日本相撲協会は11日、元横綱曙の曙太郎さんが4月上旬に心不全のため東京都の病院で死去したと発表した。曙さんは大相撲で史上初の外国出身横綱となり、国際化に大きな足跡を残した。

同じハワイ出身の元関脇高見山にスカウトされて角界入り。同郷の後輩、武蔵丸も最高位に就き、その後はモンゴル勢の朝青龍、白鵬らが続いた。現在の照ノ富士を含め、計7人の外国勢が横綱に上り詰めた。

1972年名古屋場所。外国出身力士として初優勝を果たしたのが高見山だった。39歳まで現役を務め、現役引退後は東関親方に。ハワイ出身で弟弟子の小錦が初の大関となり、弟子の曙さんが初の横綱に昇進した。

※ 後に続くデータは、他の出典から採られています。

Issue #8416, opened 2021-12-01
The cascade soft-delete would update the related entities recursively and automatically


oxeye-yuvalk:
## Feature Description

The soft-delete would update recursively the related entities without loading them

related to - https://github.com/typeorm/typeorm/issues/5877

### The Problem

Today, the cascade soft delete update the related entities just if we would load all the entities that we want to soft-remove
This behavior is bad in term of performance and in addition, don't work recursively
Because there is no feature like that today, a lot of developers write soft delete flow for every entity, and that causes a lot of bugs

### The Solution

Change the soft-remove flow to soft-remove all related entities recursively and automatically

### Other option

Add a flag to the soft-remove function that declares that the operation should do the new logic instead of the old one

### Relevant Database Driver(s)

曙さんが11度、武蔵丸が12度の優勝を遂げた後、ハワイ勢の隆盛は終焉(しゅうえん)を迎えた。2000年代はモンゴル勢の独壇場となり、朝青龍が優勝25度、白鵬は史上最多の優勝45度など数々の大記録を樹立した。

曙さんが3代目若乃花、貴乃花の「若貴兄弟」としのぎを削った時代は空前の大相撲ブームに沸いた。曙さんは日本勢に立ちはだかり、時として憎まれ役になりながら、強烈な存在感を示した。(共同)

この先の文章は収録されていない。